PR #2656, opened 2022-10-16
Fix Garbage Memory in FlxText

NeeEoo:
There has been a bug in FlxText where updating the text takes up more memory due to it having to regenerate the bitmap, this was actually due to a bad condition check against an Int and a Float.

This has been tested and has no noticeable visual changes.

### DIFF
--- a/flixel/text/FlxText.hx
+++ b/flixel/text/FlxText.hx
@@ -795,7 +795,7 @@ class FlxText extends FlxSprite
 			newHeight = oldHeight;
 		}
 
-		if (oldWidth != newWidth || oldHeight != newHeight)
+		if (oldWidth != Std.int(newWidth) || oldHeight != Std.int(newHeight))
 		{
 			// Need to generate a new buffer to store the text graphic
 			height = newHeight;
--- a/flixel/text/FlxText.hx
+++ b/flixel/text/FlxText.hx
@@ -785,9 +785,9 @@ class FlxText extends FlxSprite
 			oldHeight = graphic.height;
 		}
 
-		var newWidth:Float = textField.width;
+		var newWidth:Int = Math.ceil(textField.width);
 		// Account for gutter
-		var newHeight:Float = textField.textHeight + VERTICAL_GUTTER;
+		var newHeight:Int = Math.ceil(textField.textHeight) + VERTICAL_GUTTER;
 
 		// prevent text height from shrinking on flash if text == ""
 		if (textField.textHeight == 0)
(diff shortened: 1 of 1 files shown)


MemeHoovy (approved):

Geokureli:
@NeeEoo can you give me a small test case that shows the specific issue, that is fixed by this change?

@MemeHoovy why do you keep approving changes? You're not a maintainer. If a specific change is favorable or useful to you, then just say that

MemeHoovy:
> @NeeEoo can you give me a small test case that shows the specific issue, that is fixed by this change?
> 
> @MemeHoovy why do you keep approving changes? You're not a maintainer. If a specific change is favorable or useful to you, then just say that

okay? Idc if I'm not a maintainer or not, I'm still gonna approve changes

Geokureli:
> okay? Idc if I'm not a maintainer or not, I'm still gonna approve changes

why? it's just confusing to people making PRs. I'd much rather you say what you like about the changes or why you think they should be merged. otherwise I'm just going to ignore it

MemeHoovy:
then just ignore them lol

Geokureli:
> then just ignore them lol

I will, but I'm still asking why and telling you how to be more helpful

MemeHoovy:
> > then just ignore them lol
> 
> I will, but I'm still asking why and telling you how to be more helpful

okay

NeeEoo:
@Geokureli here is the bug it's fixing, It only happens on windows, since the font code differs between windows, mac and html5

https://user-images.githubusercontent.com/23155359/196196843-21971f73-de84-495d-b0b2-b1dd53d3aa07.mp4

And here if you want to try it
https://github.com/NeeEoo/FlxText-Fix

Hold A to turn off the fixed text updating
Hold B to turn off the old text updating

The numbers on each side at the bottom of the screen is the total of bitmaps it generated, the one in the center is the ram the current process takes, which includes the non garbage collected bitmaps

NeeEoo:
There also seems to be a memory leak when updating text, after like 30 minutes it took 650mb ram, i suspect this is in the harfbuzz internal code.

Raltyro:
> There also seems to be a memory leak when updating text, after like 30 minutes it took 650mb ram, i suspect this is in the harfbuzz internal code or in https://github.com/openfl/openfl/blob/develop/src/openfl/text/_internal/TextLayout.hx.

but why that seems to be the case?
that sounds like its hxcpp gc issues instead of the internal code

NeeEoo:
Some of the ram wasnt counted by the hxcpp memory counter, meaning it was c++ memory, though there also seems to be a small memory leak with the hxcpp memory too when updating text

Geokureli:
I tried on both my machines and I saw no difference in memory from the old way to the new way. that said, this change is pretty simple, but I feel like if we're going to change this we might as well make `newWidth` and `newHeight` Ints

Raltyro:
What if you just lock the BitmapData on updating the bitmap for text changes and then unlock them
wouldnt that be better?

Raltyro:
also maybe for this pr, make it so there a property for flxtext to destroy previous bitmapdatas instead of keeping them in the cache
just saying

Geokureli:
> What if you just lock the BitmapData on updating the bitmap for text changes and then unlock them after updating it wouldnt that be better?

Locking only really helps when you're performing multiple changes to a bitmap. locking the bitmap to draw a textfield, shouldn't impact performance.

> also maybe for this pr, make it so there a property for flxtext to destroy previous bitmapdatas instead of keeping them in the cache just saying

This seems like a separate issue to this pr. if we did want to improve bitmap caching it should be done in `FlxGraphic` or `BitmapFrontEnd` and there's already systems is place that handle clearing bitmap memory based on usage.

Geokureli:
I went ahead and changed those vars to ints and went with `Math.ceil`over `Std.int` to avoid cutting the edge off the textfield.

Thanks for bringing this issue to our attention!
+ + + +
**TASK TO CARRY OUT:**
Please repeat each entry. Keep every word the same.

**ANSWER SPACE:**
PR #2656, opened 2022-10-16
Fix Garbage Memory in FlxText

NeeEoo:
There has been a bug in FlxText where updating the text takes up more memory due to it having to regenerate the bitmap, this was actually due to a bad condition check against an Int and a Float.

This has been tested and has no noticeable visual changes.

### DIFF
--- a/flixel/text/FlxText.hx
+++ b/flixel/text/FlxText.hx
@@ -795,7 +795,7 @@ class FlxText extends FlxSprite
 			newHeight = oldHeight;
 		}
 
-		if (oldWidth != newWidth || oldHeight != newHeight)
+		if (oldWidth != Std.int(newWidth) || oldHeight != Std.int(newHeight))
 		{
 			// Need to generate a new buffer to store the text graphic
 			height = newHeight;
--- a/flixel/text/FlxText.hx
+++ b/flixel/text/FlxText.hx
@@ -785,9 +785,9 @@ class FlxText extends FlxSprite
 			oldHeight = graphic.height;
 		}
 
-		var newWidth:Float = textField.width;
+		var newWidth:Int = Math.ceil(textField.width);
 		// Account for gutter
-		var newHeight:Float = textField.textHeight + VERTICAL_GUTTER;
+		var newHeight:Int = Math.ceil(textField.textHeight) + VERTICAL_GUTTER;
 
 		// prevent text height from shrinking on flash if text == ""
 		if (textField.textHeight == 0)
(diff shortened: 1 of 1 files shown)


MemeHoovy (approved):

Geokureli:
@NeeEoo can you give me a small test case that shows the specific issue, that is fixed by this change?

@MemeHoovy why do you keep approving changes? You're not a maintainer. If a specific change is favorable or useful to you, then just say that

MemeHoovy:
> @NeeEoo can you give me a small test case that shows the specific issue, that is fixed by this change?
> 
> @MemeHoovy why do you keep approving changes? You're not a maintainer. If a specific change is favorable or useful to you, then just say that

okay? Idc if I'm not a maintainer or not, I'm still gonna approve changes

Geokureli:
> okay? Idc if I'm not a maintainer or not, I'm still gonna approve changes

why? it's just confusing to people making PRs. I'd much rather you say what you like about the changes or why you think they should be merged. otherwise I'm just going to ignore it

MemeHoovy:
then just ignore them lol

Geokureli:
> then just ignore them lol

I will, but I'm still asking why and telling you how to be more helpful

MemeHoovy:
> > then just ignore them lol
> 
> I will, but I'm still asking why and telling you how to be more helpful

okay

NeeEoo:
@Geokureli here is the bug it's fixing, It only happens on windows, since the font code differs between windows, mac and html5

https://user-images.githubusercontent.com/23155359/196196843-21971f73-de84-495d-b0b2-b1dd53d3aa07.mp4

And here if you want to try it
https://github.com/NeeEoo/FlxText-Fix

Hold A to turn off the fixed text updating
Hold B to turn off the old text updating

The numbers on each side at the bottom of the screen is the total of bitmaps it generated, the one in the center is the ram the current process takes, which includes the non garbage collected bitmaps

NeeEoo:
There also seems to be a memory leak when updating text, after like 30 minutes it took 650mb ram, i suspect this is in the harfbuzz internal code.

Raltyro:
> There also seems to be a memory leak when updating text, after like 30 minutes it took 650mb ram, i suspect this is in the harfbuzz internal code or in https://github.com/openfl/openfl/blob/develop/src/openfl/text/_internal/TextLayout.hx.

but why that seems to be the case?
that sounds like its hxcpp gc issues instead of the internal code

NeeEoo:
Some of the ram wasnt counted by the hxcpp memory counter, meaning it was c++ memory, though there also seems to be a small memory leak with the hxcpp memory too when updating text

Geokureli:
I tried on both my machines and I saw no difference in memory from the old way to the new way. that said, this change is pretty simple, but I feel like if we're going to change this we might as well make `newWidth` and `newHeight` Ints

Raltyro:
What if you just lock the BitmapData on updating the bitmap for text changes and then unlock them
wouldnt that be better?

Raltyro:
also maybe for this pr, make it so there a property for flxtext to destroy previous bitmapdatas instead of keeping them in the cache
just saying

Geokureli:
> What if you just lock the BitmapData on updating the bitmap for text changes and then unlock them after updating it wouldnt that be better?

Locking only really helps when you're performing multiple changes to a bitmap. locking the bitmap to draw a textfield, shouldn't impact performance.

> also maybe for this pr, make it so there a property for flxtext to destroy previous bitmapdatas instead of keeping them in the cache just saying

This seems like a separate issue to this pr. if we did want to improve bitmap caching it should be done in `FlxGraphic` or `BitmapFrontEnd` and there's already systems is place that handle clearing bitmap memory based on usage.

Geokureli:
I went ahead and changed those vars to ints and went with `Math.ceil`over `Std.int` to avoid cutting the edge off the textfield.

Thanks for bringing this issue to our attention!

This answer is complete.